From these two temperature measurements, the two properties of
thermal conductivity and specific heat capacity may be separately
determined to provide an improved discrimination of the fluid at
each level in the region of interest. This may be of particular
benefit in determining the positions of the fluid levels, where the
properties of each of the two fluids are similar. Thus, in effect,
two independent determinations of the fluid level location may be
obtained.
It is noted that the temperature responses may be measured during
the heating phase, during the cooling down period after the heat
input is removed, or during both phases, depending on the
particular embodiment of the invention.
Thus, referring to FIG. 20, a technique 700 may be used in
accordance with some embodiments of the invention for purposes of
identifying the depth at least one fluid layer in a region of
interest. Pursuant to the technique 700, first and second
distributed temperature sensors are deployed in a region of
interest of a well, pursuant to block 704. A heater is activated
(block 708) to introduce temperature changes to the first and
second distributed temperature sensors, and the temperature versus
depth profiles, which are indicated by the first and second
distributed temperature sensors are observed, pursuant to block
712. Based at least in part on the responses of the temperature
versus depth profiles to the temperature changes that introduced
due to the activation of the heater, the depth of at least one
fluid boundary in the region of interest is determined, pursuant to
block 716.
In embodiments of the invention where the sensor cable or conduit
contains a pair of optical fibers and the fibers are configured as
a loop, the distributed temperature sensor effectively provides two
temperature versus depth profiles of the region of interest (i.e.,
the cable/conduit has two distributed temperature sensors).
Provided that these two measurements have statistically independent
sources of error, as is generally the case with optical distributed
temperature sensors, the two measurements at each depth may be
averaged to improve the resolution of the measured temperature.

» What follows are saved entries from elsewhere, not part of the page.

PR #240, opened 2020-11-10
Basic support for class component

lmiller1990:
We assumed if `typeof component === 'function'` is is a functional component. Not true - class components are also functions.

This fixes that. We likely need a lot more test for class component. This is a good start.

There is no docs for class component in Vue 3 (which is v8), I am just going by these: https://github.com/vuejs/vue-class-component/blob/next/test/specs/test.spec.ts to figure out what it does.


afontcu (approved):
This is great because you've added semantics to a lone if statement 👌

Stijn98s:
I have the same problem as https://stackoverflow.com/questions/64436017/vue-typescript-component-jest-testing-doesnt-render-values-in-html. Will this fix this problem with vue class components?

lmiller1990:
Should do! If you could add a test or help me test it out, that'd be great!

Stijn98s:
@lmiller1990 i will create a MR that adds the test

lmiller1990:
Thanks @Stijn98s

PR #252, opened 2020-11-20
Export MountingOptions interface

afontcu:
Having `MountingOptions` available in Vue Testing Library will improve greatly the DX of people using the library.

### DIFF
--- a/src/index.ts
+++ b/src/index.ts
@@ -1,4 +1,5 @@
-import { mount, shallowMount, MountingOptions } from './mount'
+import { mount, shallowMount } from './mount'
+import { MountingOptions } from './types'
 import { RouterLinkStub } from './components/RouterLinkStub'
 import { VueWrapper } from './vueWrapper'
 import { DOMWrapper } from './domWrapper'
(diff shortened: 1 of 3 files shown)


dobromir-hristov (approved):

pikax (approved):

cexbrayat (approved):
👍 If it's now public, we could even add documentation on each option (they would show up in IDE)

afontcu:
> 👍 If it's now public, we could even add documentation on each option (they would show up in IDE)

Sure, that'd be great!

However, it is not related to making the interface public, right? As far as I know, people using VTU is already "seeing" the outputs of the interface.

cexbrayat:
Right, but it's a good rule of thumb that exported types should be documented. I'm fine merging it like this though, it was just nitpicking :)

afontcu:
no prob! I'll update this with some documentation :)

afontcu:
Done! Decided to move type into `types.ts` file because it grew a lot.

cexbrayat:
@afontcu 👏 thank you for taking the time to do this! LGTM

afontcu:
totally worth it! It also helped me identify several missing keys in our docs. Working on it now.

lmiller1990 (approved):
true beauty is documenting each type

scottbedard:
@afontcu Thank you for this! This makes building custom `mount` functions much nicer!

PR #253, opened 2020-11-20
Add newer node versions to CI

afontcu:
imatge
(source: https://nodejs.org/en/about/releases/)

We could drop node 10 as it is quite old and in maintenance mode, but it's fine I guess.


lmiller1990:
🎉

PR #254, opened 2020-11-21
fix(types): Fix mount and shallowMount types

### LINKED ISSUE #251: Vue tsx component type definition 'any' in typescript project issue when unit-testing.
**Problem**: I create vue 3 TSX project with default selection from vue cli, typescript, jest. When testing my component, it not show type define on my component in vs code intellisense. It show up as `any`. It not right since I am use typescript.

This issue just recently like 1 week or 2. Like 2 week ago, I create vue 3 typescript with jest enable. And it work and show up type define component on my IDE then. Now I just create new project vue 3. it not show type define on my component on my IDE. 

Imgur

**Reproducible Case**
- vs code IDE
- Create new vue 3 project with vue cli 
- select typescript, jest

Sample code with typescript, jest enable. create App.tsx and in example.spec.ts file with follow code:
```js
// App.tsx

  name: 'App',
  data() {
    return {
      timer: null
    }
  },
  methods: {
    handleSendMessage() {
      console.log('handleSendMessage()')
    }
  },
  render() {
    return (
      <div>
        App component in tsx
      </div>
    )
  }
})
// example.spec.ts
import { shallowMount } from '@vue/test-utils'
import App from '@/App' // same problem if use relative import like ../../scr/App

describe('App.vue', () => {
    it('testing', () => {
      const wrapper = shallowMount(App)
      wrapper.vm.  // <--- after . my IDE would show all property on this component like all methods, data, etc. It do not show up here.
    })
})
```

Side note: it did work before on vue 3 project. I also test on vue 2 tsx project. it work fine there.

pikax:
fix #251

This was caused because `vue-class-component` dependency was not made optional or as a dev, so the import `VueContructor` would always be `any`, making all the `mount` and `shallowMount` to be caught by that overload.

I've removed the dependency on `VueContructor` on the `mount`, made it a bit more generic, this might break if the types changes on the `vue-class-component` (which I think is unlikely) 

@ktsn can you just validate if this overload is enough?
```ts
// Class component - no props
export function mount<V>(
  originalComponent: {
    new (...args: any[]): V
    registerHooks(keys: string[]): void
  },
  options?: MountingOptions<any>
): VueWrapper<ComponentPublicInstance<V>>

// Class component - props
export function mount<V, P>(
  originalComponent: {
    new (...args: any[]): V
    props(Props: P): any
    registerHooks(keys: string[]): void
  },
  options?: MountingOptions<P>
): VueWrapper<ComponentPublicInstance<V>>

```

### DIFF
--- a/src/mount.ts
+++ b/src/mount.ts
@@ -38,7 +38,6 @@ import { attachEmitListener } from './emitMixin'
 import { createDataMixin } from './dataMixin'
 import { MOUNT_COMPONENT_REF, MOUNT_PARENT_NAME } from './constants'
 import { stubComponents } from './stubs'
-import { VueConstructor } from 'vue-class-component'
 
 // NOTE this should come from `vue`
 type PublicProps = VNodeProps & AllowedComponentProps & ComponentCustomProps
@@ -74,10 +73,10 @@ export type ObjectEmitsOptions = Record<
 export type EmitsOptions = ObjectEmitsOptions | string[]
 
 // Class component
-export function mount(
-  originalComponent: VueConstructor,
+export function mount<V>(
+  originalComponent: new (...args: any[]) => V,
   options?: MountingOptions<any>
-): VueWrapper<ComponentPublicInstance<any>>
+): VueWrapper<ComponentPublicInstance<V>>
 
 // Functional component with emits
 export function mount<Props, E extends EmitsOptions = {}>(
--- a/src/mount.ts
+++ b/src/mount.ts
@@ -71,11 +71,21 @@ export type ObjectEmitsOptions = Record<
 >
 export type EmitsOptions = ObjectEmitsOptions | string[]
 
-// Class component
+// Class component - no props
+export function mount<V>(
+  originalComponent: {
+    new (...args: any[]): V
+    registerHooks(keys: string[]): void
+  },
+  options?: MountingOptions<any>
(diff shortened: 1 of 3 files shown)


src/mount.ts
```diff
@@ -73,11 +71,24 @@ export type ObjectEmitsOptions = Record<
...
+
+// Class component - props
+export function mount<V, P>(
+  originalComponent: {
+    new (...args: any[]): V
+    props(Props: P): any
+    registerHooks(keys: string[]): void
+  },
+  options?: MountingOptions<P>
+): VueWrapper<ComponentPublicInstance<V>>
```
ktsn, line 91:
```suggestion
export function mount<V extends ComponentPublicInstance<P>, P>(
  originalComponent: {
    new (...args: any[]): V
  },
  options?: MountingOptions<P>
): VueWrapper<V>
```

As class component implements component public instance, just using the interface should be enough.

pikax: That's a bit too lenient, because the `defineComponent` will also return a valid component public instance to be used on JSX

lmiller1990: Yep, agree, having `props` intellisense is pretty cool. I don't think it's possible for `data` in class component though.

lmiller1990:
@pikax is this good to go?

pikax:
@lmiller1990 I'm good with this typing

lmiller1990 (approved):

Issue #249, opened 2020-11-19
Allow stubbing globally registered components (eg <router-view />)


cyberb:
I am using router mock and my test works fine, but I get this warning because I have a router-view:

```
console.warn node_modules/@vue/runtime-core/dist/runtime-core.cjs.js:40
    [Vue warn]: Failed to resolve component: router-view 
      at <VueApp ref="VTU_COMPONENT" > 
      at <VTUROOT>
```

Test: https://github.com/syncloud/platform/blob/98bf6a15da825533248df78b46d8b0ac9787de35/www/tests/unit/VueApp.spec.js
Adding stubs did not help:
```
global: {
  mocks: {
    $route: mockRoute,
    $router: mockRouter
  },
  stubs: ['router-view']
}
```

cexbrayat:
Hi @cyberb 

I usually use:
```ts
import { mount, RouterLinkStub } from '@vue/test-utils';

mount(Navbar, {
    global: {
      stubs: {
        RouterLink: RouterLinkStub
      }
    }
  });
```

or just `RouterLink: true`.

Can you give this a try?

lmiller1990:
We might need to include a `RouterViewStub` too? You could try something like this:

```
stubs: {
  RouterView: true
}
```

To match the [name](https://github.com/vuejs/vue-router-next/blob/656a2d767964babbbea8f424e21dfefbf289264c/src/RouterView.ts#L37) property - this is one way we figure out how to stub things.

Alternatively, I have had luck registering a global component too (since that is what Vue Router does):

```
global: {
  components: {
     RouterView: { render() { return h('div') } }
  }
}
```

The line between `stubs` and `component` is kind of blurred. I wonder if we should make this distinction more clear? Eg `stubs` for locally registered components, `components`for global ones (like `RouterLink` and `RouterView`).

What do you guys think?

cexbrayat:
Ha yes, I misread the OP and answered with `RouterLink`, sorry @cyberb ! `RouterView: true` works 👍

@lmiller1990 I agree that we should also provide a `RouterViewStub` for convenience.

For your other question, it is indeed a bit confusing that you can use one or the other in some cases. Wouldn't it be weird to limit `components` to globally registered ones as the same name in a component is for locally registered ones?

lmiller1990:
@cexbrayat maybe... it looks like you can either use global.components or stubs with little to no difference most of the time. 🤔 

[...]

PR #260, opened 2020-11-24
issue-249 feat: stub global components

lmiller1990:
Maybe @cyberb can have some input here too.

This addresses https://github.com/vuejs/vue-test-utils-next/issues/249

At the moment `stubs` will only work for locally registered components. For global ones (like `<router-link>`) you currently must registered a component globally to stub it, eg:

```js
mount(Foo, {
  components: {
    RouterLink: {
     render() { return h('div') }
    }
  }     
})
```

Many people expect this to work (I also do)

```js
mount(Foo, {
  global: {
    stubs: {
      RouterLink: {
       render() { return h('div') }
      }
    }
  }     
})
```

This PR takes anything from `global.stubs` and registers a global stub.

### DIFF
--- a/src/components/RouterLinkStub.ts
+++ b/src/components/RouterLinkStub.ts
@@ -12,6 +12,6 @@ export const RouterLinkStub = defineComponent({
   },
 
   render() {
-    return h('a', undefined, this.$slots.default())
+    return h('a', undefined, this.$slots?.default?.())
   }
 })
--- a/tests/mountingOptions/stubs.global.spec.ts
+++ b/tests/mountingOptions/stubs.global.spec.ts
@@ -1,4 +1,4 @@
-import { h, ComponentOptions } from 'vue'
+import { h, ComponentOptions, defineComponent } from 'vue'
 
 import { config, mount } from '../../src'
 import Hello from '../components/Hello.vue'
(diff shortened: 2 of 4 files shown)


tests/mountingOptions/stubs.global.spec.ts
```diff
@@ -37,6 +37,29 @@ describe('mounting options: stubs', () => {
...
+              return h('span')
+            }
+          })
+        }
+      }
+    })
+
+    expect(wrapper.html()).toBe(
+      '<div><router-link-stub></router-link-stub><span></span></div>'
+    )
```
cexbrayat, line 60: As I'm a bit unclear on how everything is related, can you maybe add a test where we try to find the component registered as a stub? I'd like to be sure that `findComponent` and friends work in that case as well.

I think a real use-case would be to stub `RouterLink` with `RouterLinkStub`, find it, and check its props to see if the component is creating links with the appropriate values. So I'd like to make sure we cover this 😅

cexbrayat (commented):
I think it makes sense to move in that direction, it felt weird to write `components: { RouterLink: RouterLinkStub }` in tests 👍

That now leaves the question: do we need to keep `components` if we can do the same with `stubs`? But maybe we can't and I'm missing something.

tests/mountingOptions/stubs.global.spec.ts
lmiller1990: Good idea

lmiller1990:
@cexbrayat the global `components` option probably isn't really useful. That said, `global` is supposedmirro what you can do with `app`, eg `app.component`, `app.mixin` etc, so I think it's okay to have it. I don't expect people to use it, though (how often does someone register a global component? Only plugins and that sort of thing, I guess).

src/components/RouterLinkStub.ts
```diff
@@ -12,6 +12,6 @@ export const RouterLinkStub = defineComponent({
   },
 
   render() {
-    return h('a', undefined, this.$slots.default())
+    return h('a', undefined, this.$slots?.default?.())
```
lmiller1990, line 15: It is possible to use router-link `<router-link />` (however unlikely)

tests/mountingOptions/stubs.global.spec.ts
lmiller1990: Done: https://github.com/vuejs/vue-test-utils-next/pull/260/commits/20c76940652cb64a4dab4b6bfd4ce45e4ca30ea9

Is this what you mean?

cexbrayat: Perfect, thanks Lachlan!

lmiller1990: Cool, want to give me a big old ✅

cexbrayat (approved):

Issue #263, opened 2020-11-30
Not working with Vue 3.0.3 and latest <script setup>


lmiller1990:
Related: https://github.com/vuejs/vue-jest/issues/304

Seems 3.0.3 breaks test utils. The return value either [here](https://github.com/vuejs/vue-test-utils-next/blob/ea21eb1dbfe292bf2c5215bece13a6189caeb519/src/mount.ts#L427) and [here](https://github.com/vuejs/vue-test-utils-next/blob/ea21eb1dbfe292bf2c5215bece13a6189caeb519/src/mount.ts#L429) are different to normal.

I am not sure if we should fix this right now, or wait for the `<script setup>` to stop been so experimental. It's important to let people try the latest features, but I am not sure `<script setup>` is meant for production yet - thoughts?

lmiller1990:
Here is my analysis:

- new `<script setup>` introduced in 3.0.3. It breaks things.

Using `vue@3.0.2` and the same version of compiler-sfc with this component works:

```html
<script setup lang="ts">
// imported components are also directly usable in template
import { ref } from 'vue'

// write Composition API code just like in a normal setup()
// but no need to manually return everything
export const count = ref(0)
export const inc = () => { count.value++ }
</script>

<template>
  <button @click="inc">{{ count }}</button>
</template>
```

To make this work with the new `<script setup>` you just need to remove `export` from `count` and `inc` - those are automatically exposed. Doing that, then upgrading to `vue@3.0.3` breaks things.

If you do a log [here](https://github.com/vuejs/vue-test-utils-next/blob/ea21eb1dbfe292bf2c5215bece13a6189caeb519/src/mount.ts#L427) on `vue@3.0.2` you get:

```
vm { __emitted: {} }
```

And [here](https://github.com/vuejs/vue-test-utils-next/blob/ea21eb1dbfe292bf2c5215bece13a6189caeb519/src/mount.ts#L429):

```
App { count: [Getter/Setter], inc: [Getter/Setter], __emitted: {} }
```

With `vue@3.0.3`:

```
vm { __emitted: {} }
```

and:

```
App {}
```

Seems [this line](https://github.com/vuejs/vue-test-utils-next/blob/ea21eb1dbfe292bf2c5215bece13a6189caeb519/src/mount.ts#L429) is where things break. `vm.$refs[MOUNT_COMPONENT_REF]` is *not* returning the expected `vm`.

martinszeltins:
[...]

PR #264, opened 2020-11-30
Support latest <script setup>

lmiller1990:
Left some notes about debugging this [here](https://github.com/vuejs/vue-test-utils-next/issues/263).

For *some* reason getting `vm` is different for components using the new `<script setup>` rfc - I have no idea why. I was able to work around it as shown in this PR... I don't really understand why this works. That said, it *does* work 🤷‍♂️  I did a dive into the implementation but it doesn't look like anything change in core that would break this.

If anyone can figure out what is different about `<script setup>` components that makes them un-findable with `$refs` like we currently do it, that'd be great. I would like to support the latest `<script setup>` rfc, so people can give more feedback about it.


cexbrayat (approved):
Nice work tracking this down!

The fix is weird to be honest, but I don't know enough about <script setup> to offer an alternative. Might be good enough until the dust settles.

package.json
```diff
@@ -23,7 +23,7 @@
     "@types/estree": "^0.0.42",
     "@types/jest": "25.2.1",
     "@types/node": "12.12.35",
-    "@vue/compiler-sfc": "^3.0.2",
+    "@vue/compiler-sfc": "3.0.3",
```
afontcu, line 26: Are these an intended change?

lmiller1990: Yes, `<script setup>` works completely differently in 3.0.2 and 3.0.3.

So kind of a breaking change - for `<script setup>` people. Those users are on the cutting edge anyway, so they probably know enough to figure out that they need the absolute latest version.

PR #277, opened 2020-12-17
fix: handle slots correctly

### LINKED ISSUE #221: Programatically accessing a slot in a test always returns null for children
I've been having a weird issue with migrating out component library over to Vue 3's options API (for now), with the intention to eventually moving each component to use the composition API.

I have a helper function that can be used to show or hide sections of a component depending on whether a given slot exists and has content. In trying to update that I noticed that in Vue Test Utils, accessing `$slots.default()` always has `children: null`, even if that slot has content, and even if that content is rendered in the test.

For example, a simple sample component such as

```html
<template>
  <div class="super-simple-component">
    <slot />
  </div>
</template>

<script>
import { defineComponent } from 'vue';

  name: 'super-simple-component',
});
</script>
```

and a test such as

```javascript

import SuperSimpleComponent from '@/components/super-simple-component';

test('Slot content example', () => {
  const wrapper = mount(SuperSimpleComponent, {
    slots: {
      default: 'Default slot content',
    },
  });

  console.log({ html: wrapper.html(), programatic: wrapper.vm.$slots.default() });
});
```

outputs

```
{
  html: '<div class="super-simple-component">Default slot content</div>',
  programatic: [{
    __v_isVNode: true,
    __v_skip: true,
    type: [Object],
    props: null,
    key: null,
    ref: null,
    scopeId: null,
    children: null,
    component: null,
    suspense: null,
    ssContent: null,
    ssFallback: null,
    dirs: null,
    transition: null,
    el: null,
    anchor: null,
    target: null,
    targetAnchor: null,
    staticCount: 0,
    shapeFlag: 4,
    patchFlag: 0,
    dynamicProps: null,
    dynamicChildren: null,
    appContext: null
  }]
}
```

I'm not sure if I'm missing a setup stage?

lmiller1990:
resolves #221 

@lewishowles quick review/test if you can, since you have a use case for this feature.

### DIFF
--- a/src/utils.ts
+++ b/src/utils.ts
@@ -82,3 +82,17 @@ export function isFunctionalComponent(component: any) {
 export function isObjectComponent(component: any) {
   return typeof component !== 'function' && !isClassComponent(component)
 }
+
+// https://stackoverflow.com/questions/15458876/check-if-a-string-is-html-or-not/15458987#answer-15458968
+export function isHTML(str: string) {
+  var a = document.createElement('div')
+  a.innerHTML = str
+
+  for (let c = a.childNodes, i = c.length; i--; ) {
+    if (c[i].nodeType == 1) {
+      return true
+    }
+  }
+
+  return false
+}
--- a/src/mount.ts
+++ b/src/mount.ts
@@ -26,6 +26,7 @@ import { config } from './config'
 import { MountingOptions, Slot } from './types'
 import {
   isFunctionalComponent,
+  isHTML,
   isObjectComponent,
   mergeGlobalProperties
 } from './utils'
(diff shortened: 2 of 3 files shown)


dobromir-hristov (commented):
Heh looks ok to me :D didn't thought about this..,

src/utils.ts
```diff
@@ -82,3 +82,17 @@ export function isFunctionalComponent(component: any) {
...
+  var a = document.createElement('div')
+  a.innerHTML = str
+
+  for (let c = a.childNodes, i = c.length; i--; ) {
+    if (c[i].nodeType == 1) {
+      return true
+    }
+  }
+
+  return false
```
cexbrayat, line 97: OOC: ain't that a very expensive check that'll slow down the tests?

lmiller1990: I don't think so - it's the last case in the `reduce` function, and we return true early - so this only executes if you are passing a text slot, which is not super common from what I can tell.

I don't expect a *significant* performance impact. I have no idea how expensive this actually is, we might want to start having some automated benchmarking at some point.

Do you know of a cheaper way to do this? We could do something like check for both `<` and `>` in the string or something - that would likely solve for 99% of cases. Thoughts?

cexbrayat: You' re probably right, I missed that it was the last case, so it shouldn't matter much 👍.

It is noted that the distributed temperature sensor measurement
system 100 or another system may contain a processor-based
subsystem to conduct the distributed temperature sensor
measurements and determine the depths of the fluid interfaces in
accordance with any of the techniques and systems that are
described herein. Thus, the processor-based system may control a
fluid pump, electrical power source, downhole heater element,
optical signal generation, optical signal sensing, optical signal
processing, etc., for purposes of implementing the systems and
performing the techniques that are disclosed herein.
While the present invention has been described with respect to a
limited number of embodiments, those skilled in the art, having the
benefit of this disclosure, will appreciate numerous modifications
and variations therefrom. It is intended that the appended claims
cover all such modifications and variations as fall within the true
spirit and scope of this present invention.